» **WHAT IS EXPECTED**: After reading the entries below, report how many lines have the string "before" in them, giving the number alone.

DATA SHOWN section start

PR #163, opened 2021-06-20
Make ^d delete forward, the readline(5) default.

rbutoi:
It can also send EOF if there's no more input, but this binding is more
useful and there's the others (^z, ^g, ESC) to do the same.

(end of commit message)

Wasn't sure if this was an oversight or intentional, but I find myself instinctively deleting and accidentally closing `mcfly`.


cantino:
Agreed, thanks!

PR #167, opened 2021-06-24
Add GitHub workflows for running clippy and rustfmt

praveenperera:
This will make sure cargo clippy and cargo fmt were run on PR's


cantino:
Thanks @praveenperera!

PR #243, opened 2026-03-18
feat: Introduce turbo.

luoxiaojian:
<h3>Greptile Summary</h3>

This PR introduces a new `zvec_turbo` subsystem that provides runtime-dispatched, AVX512-VNNI–accelerated distance computation for INT8-quantized vectors. When the CPU supports AVX512-VNNI, the cosine and squared-Euclidean distance functions (single-vector, batch, and query-preprocessing paths) are transparently replaced with optimized implementations; otherwise the existing generic fallback is used unchanged. The build system correctly applies per-file `-march=avx512vnni` flags only to the relevant source files and skips x86-specific optimizations on Android/ARM64.

Key changes:
- New `src/turbo/` module with AVX512-VNNI inner product kernels (`common.h`), cosine, and squared-Euclidean distance implementations
- Public API exposed via `src/include/zvec/turbo/turbo.h` with three dispatch functions
- `quantized_integer_metric.cc` wired to probe turbo first, then fall back to the generic path
- All relevant CMake targets updated to link against `zvec_turbo`

Issues found:
- `cosine_int8_batch_distance` uses a **`int i` loop variable** compared against `size_t n`, producing a signed/unsigned mismatch (see inline comment). The companion `squared_euclidean_int8_batch_distance` correctly uses `size_t i`.
- `cosine_int8_distance` and `cosine_int8_batch_distance` compute `original_dim` via an **implicit `size_t → int` narrowing** (`dim - 24`) without an explicit cast, while `cosine_int8_query_preprocess` uses `static_cast<int>(dim) - 24`; the inconsistency introduces technically implementation-defined behavior for tiny `dim` values.
- The **cosine header comment** says "24-byte metadata tail (3 floats)" — 3 floats is only 12 bytes. The `.cc` layout block also omits the 6th 4-byte field, making the actual 24-byte tail appear to be 20 bytes.
- `FMA_INT8_GENERAL` macro in `common.h` lacks a `do { } while(0)` wrapper, which is fragile for future callers outside a switch-case context.

- The fallback path is always preserved, so existing functionality is not broken, but the signed/unsigned loop issue and inconsistent casting in the cosine implementation should be addressed before merge.
- The dispatch logic and squared-Euclidean implementation are solid, but the cosine batch distance function has a signed/unsigned loop variable mismatch and inconsistent `original_dim` computation that differ from the squared-Euclidean counterpart without explanation. The header comment is also internally contradictory. These lower confidence in the cosine-specific code paths.
- `src/turbo/avx512_vnni/record_quantized_int8/cosine.cc` and `cosine.h` need the most attention.

| Filename | Overview |
|----------|----------|
| src/turbo/avx512_vnni/record_quantized_int8/common.h | New shared AVX512-VNNI inner product kernel header; contains the non-VNNI (AVX2) signed int8 dot product and the VNNI `dpbusd`-based batched kernel; minor: macro hygiene and the `abs(-128)` saturation edge case are worth noting. |
| src/turbo/avx512_vnni/record_quantized_int8/cosine.cc | AVX512-VNNI cosine distance implementation; has a signed/unsigned mismatch (`int i` vs `size_t n`) in the batch loop and uses implicit `size_t→int` narrowing for `original_dim` without an explicit cast, unlike the query-preprocess function in the same file. |
| src/turbo/avx512_vnni/record_quantized_int8/cosine.h | Public declarations for AVX512-VNNI cosine distance functions; header comment incorrectly states "24-byte metadata tail (3 floats)" — 3 floats is only 12 bytes, not 24. |
| src/turbo/avx512_vnni/record_quantized_int8/squared_euclidean.cc | AVX512-VNNI squared Euclidean distance implementation; uses correct `size_t i` loop variable and `static_cast<int>(dim) - 20` for query preprocessing; logic and tail layout are consistent with existing batch infrastructure. |
| src/turbo/avx512_vnni/record_quantized_int8/squared_euclidean.h | Public declarations for AVX512-VNNI squared Euclidean distance functions; minor: header comment omits the `int8_sum` field from the tail description, but code is correct. |
| src/turbo/turbo.cc | Runtime CPU-feature dispatcher that returns the appropriate AVX512-VNNI function pointers when `CpuFeatures::static_flags_.AVX512_VNNI` is set; clean and consistent across all three dispatch functions. |
| src/include/zvec/turbo/turbo.h | New public API header for the turbo subsystem; defines `DistanceFunc`, `BatchDistanceFunc`, `QueryPreprocessFunc` type aliases and the three dispatch functions; clean and well-structured. |
| src/core/metric/quantized_integer_metric.cc | Integration point: inserts turbo accelerated function lookups ahead of the generic fallback for INT8 squared-Euclidean, INT8 cosine (matrix, batch, and query-preprocess paths); pattern is uniform and falls back correctly when turbo returns `nullptr`. |
| src/turbo/CMakeLists.txt | New build target `zvec_turbo`; correctly applies per-file AVX512-VNNI compile flags only to `avx512_vnni/*.cc` sources and skips x86-specific flags on Android/ARM64 targets. |
| src/core/CMakeLists.txt | Adds `zvec_turbo` as a library dependency for `zvec_core`; pre-existing missing newline at end of file is not fixed by this PR. |
| src/CMakeLists.txt | Adds `cc_directory(turbo)` before `cc_directory(core)` so that `zvec_turbo` is built before `zvec_core` which depends on it; ordering is correct. |
| src/core/metric/CMakeLists.txt | Adds `zvec_turbo` dependency to `core_metric`; straightforward change. |
| examples/c++/CMakeLists.txt | Adds `zvec_turbo` to example `zvec_core_deps`; removes the placeholder comment. |

</details>

<h3>Flowchart</h3>

```mermaid
flowchart TD
    A["QuantizedIntegerMetric\n(quantized_integer_metric.cc)"] --> B["turbo::get_distance_func /\nget_batch_distance_func /\nget_query_preprocess_func"]
    B --> C{CpuFeatures::\nAVX512_VNNI?}
    C -- Yes --> D{MetricType?}
    D -- kSquaredEuclidean + kInt8 --> E["avx512_vnni::\nsquared_euclidean_int8_distance\nsquared_euclidean_int8_batch_distance\nsquared_euclidean_int8_query_preprocess"]
    D -- kCosine + kInt8 --> F["avx512_vnni::\ncosine_int8_distance\ncosine_int8_batch_distance\ncosine_int8_query_preprocess"]
    E --> G["ip_int8_avx512_vnni\n(AVX2 sign-trick, single-vector)"]
    E --> H["ip_int8_batch_avx512_vnni\n(VNNI dpbusd, batched)"]
    F --> G
    F --> H
    C -- No --> I["nullptr → fallback to\nDistanceMatrixCompute /\nBaseDistanceBatchWithScore..."]
```

<details open><summary><h3>Comments Outside Diff (11)</h3></summary>

1. `src/turbo/avx512_vnni/record_quantized_int8/squared_euclidean.cc`, line 899 ([link](https://github.com/alibaba/zvec/blob/432d541ef1da7103642ee7cb1906ba1b9181dceb/src/turbo/avx512_vnni/record_quantized_int8/squared_euclidean.cc#L899)) 

   <a href="#">P1</a> **Integer arithmetic for bias correction**

   The bias correction `result -= 128 * int8_sum` is computed using integer arithmetic (two `int` operands), whereas the corresponding correction in `cosine.cc` line 706 correctly uses `result -= 128.0f * static_cast<float>(int8_sum)`.

   While integer overflow is unlikely in practice (for dimensions ≤ 2048, the product fits easily in `int32`), the inconsistency with the cosine path is confusing and the implicit integer-to-float conversion is subtle. Using float arithmetic here is safer and consistent with the cosine implementation.

2. `src/turbo/avx512_vnni/record_quantized_int8/cosine.cc`, line 619-636 ([link](https://github.com/alibaba/zvec/blob/432d541ef1da7103642ee7cb1906ba1b9181dceb/src/turbo/avx512_vnni/record_quantized_int8/cosine.cc#L619-L636)) 

   <a href="#">P1</a> **Tail layout comment does not match the 24-byte tail size**

   The comment at the top of the file enumerates the tail fields as:

   ```
   [ float scale_a       ]   4 bytes
   [ float bias_a        ]   4 bytes
   [ float sum_a         ]   4 bytes
   [ float square_sum_a  ]   4 bytes
   [ int  int8_sum       ]   4 bytes
   ```

   That totals **20 bytes**, yet both `cosine_int8_distance` and `cosine_int8_batch_distance` derive `original_dim` as `dim - 24`, implying a **24-byte** tail. The mismatch of 4 bytes means the comment is missing at least one field. This discrepancy is reinforced by `reinterpret_cast<const int *>(m_tail)[4]` correctly accessing `int8_sum` at byte offset 16 from the tail base (consistent with 4 floats preceding it), but then the tail base itself is 4 bytes earlier than a 20-byte-tail layout would place it.

   As written, the comment will mislead anyone trying to understand or audit the encoding format, and it makes it impossible to verify the `dim - 24` constant without inspecting the encoder. Please document the missing field so the tail size and the constant agree.

3. `src/include/zvec/turbo/turbo.h`, line 194-197 ([link](https://github.com/alibaba/zvec/blob/432d541ef1da7103642ee7cb1906ba1b9181dceb/src/include/zvec/turbo/turbo.h#L194-L197)) 

   <a href="#">P1</a> **`size_t dim` in the function type aliases mismatches `int dim` in all implementations**

   `DistanceFunc` and `BatchDistanceFunc` declare the dimension parameter as `size_t`:

   ```cpp
   using DistanceFunc = std::function<void(const void *m, const void *q, size_t dim, float *out)>;
   using BatchDistanceFunc = std::function<void(
       const void **m, const void *q, size_t num, size_t dim, float *out)>;
   ```

   Yet every concrete implementation (`cosine_int8_distance`, `squared_euclidean_int8_distance`, `cosine_int8_batch_distance`, `squared_euclidean_int8_batch_distance`) declares the corresponding parameter as `int dim` and `int n`. When these function pointers are wrapped into `std::function`, the call site will silently narrow the `size_t` to `int`, which is undefined behaviour for values ≥ 2³¹ on 64-bit platforms (extremely unlikely in practice, but still a latent issue). Additionally, `const void **` vs the implementations' `const void *const *` drops const-correctness on the pointer-to-pointer.

   Consider changing the function-type aliases to match the actual signatures, or update all implementations to accept `size_t`.

4. `src/turbo/avx512_vnni/record_quantized_int8/cosine.cc`, line 707 ([link](https://github.com/alibaba/zvec/blob/c4f6baa192a7ab1cda32757c3b30ec55d865bd93/src/turbo/avx512_vnni/record_quantized_int8/cosine.cc#L707)) 

   **Integer overflow in `128 * int8_sum`**

   `int8_sum` is a 32-bit `int` holding the sum of all `original_dim` raw `int8_t` values. For `original_dim ≥ 131 073` with maximally-magnitude elements (e.g., all `-128`), the product `128 * int8_sum` will overflow `INT_MAX = 2 147 483 647`:

   - max `|int8_sum|` = `original_dim × 128`
   - overflow threshold: `128 × 131 072 × 128 = 2 147 483 648 > INT_MAX`

   The same issue also appears at `squared_euclidean.cc` line 900.

   The fix is to widen before multiplying by casting to `float` first:

5. `src/turbo/avx512_vnni/record_quantized_int8/squared_euclidean.cc`, line 900 ([link](https://github.com/alibaba/zvec/blob/c4f6baa192a7ab1cda32757c3b30ec55d865bd93/src/turbo/avx512_vnni/record_quantized_int8/squared_euclidean.cc#L900)) 

   **Integer overflow in `128 * int8_sum`**

   Same integer overflow risk as in `cosine.cc:707`. `128 * int8_sum` overflows `int` when `original_dim ≥ 131 073` with extreme values. The identical fix applies:

6. `src/turbo/avx512_vnni/record_quantized_int8/cosine.h`, line 767-769 ([link](https://github.com/alibaba/zvec/blob/c4f6baa192a7ab1cda32757c3b30ec55d865bd93/src/turbo/avx512_vnni/record_quantized_int8/cosine.h#L767-L769)) 

   **Self-contradictory tail-size comment**

   The comment claims a "24-byte metadata tail (3 floats: scale_a, bias_a, sum_a)", but 3 `float`s are only 12 bytes — not 24. The `cosine.cc` implementation reveals the actual layout is 4 floats (`ma`, `mb`, `ms`, `ms2`) + 1 `int` (`int8_sum`) accessed at byte offset 16, totalling 20 bytes of live data inside a 24-byte tail (4 bytes of padding). The description in the header should be updated to match reality:

   

   Compare with `squared_euclidean.h` which correctly states "20-byte metadata tail (4 floats)".

7. `src/core/CMakeLists.txt`, line 17 ([link](https://github.com/alibaba/zvec/blob/c4f6baa192a7ab1cda32757c3b30ec55d865bd93/src/core/CMakeLists.txt#L17)) 

   **Missing newline at end of file**

   The diff shows `\ No newline at end of file` for `src/core/CMakeLists.txt`. POSIX requires text files to end with a newline, and many tools (e.g., `cat`, `git diff`) behave unexpectedly or emit warnings without it. Please add a trailing newline after the closing parenthesis of the `cc_library` block.

8. `src/turbo/avx512_vnni/record_quantized_int8/cosine.cc`, line 694 ([link](https://github.com/alibaba/zvec/blob/cb3d54a6c86c40e14faa36add49933f72a2bf14c/src/turbo/avx512_vnni/record_quantized_int8/cosine.cc#L694)) 

   **Signed loop variable vs. unsigned `n`**

   `i` is declared as `int` while `n` is `size_t` (unsigned). The comparison `int i < size_t n` triggers an implicit signed-to-unsigned promotion of `i`. While this won't cause incorrect behavior in practice (since `i` is always non-negative), it differs from the companion function `squared_euclidean_int8_batch_distance` which correctly uses `size_t i`, and most compilers will emit a signed/unsigned comparison warning here.

9. `src/turbo/avx512_vnni/record_quantized_int8/cosine.h`, line 767-768 ([link](https://github.com/alibaba/zvec/blob/cb3d54a6c86c40e14faa36add49933f72a2bf14c/src/turbo/avx512_vnni/record_quantized_int8/cosine.h#L767-L768)) 

   **Inconsistent tail-size description in header comment**

   The comment says "24-byte metadata tail (3 floats: scale_a, bias_a, sum_a)" — but 3 floats is only 12 bytes, not 24. The actual encoding (matching the pre-existing `CosineMinusInnerProductDistanceBatchWithScoreUnquantized<int8_t>` in `quantized_integer_metric_batch.h`) uses a 24-byte tail with 6 four-byte fields. The corresponding `cosine.cc` layout comment also omits the 6th field (bytes 20–23), making it appear to describe only 20 bytes.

DATA SHOWN section end

» **RESPONSE**: 3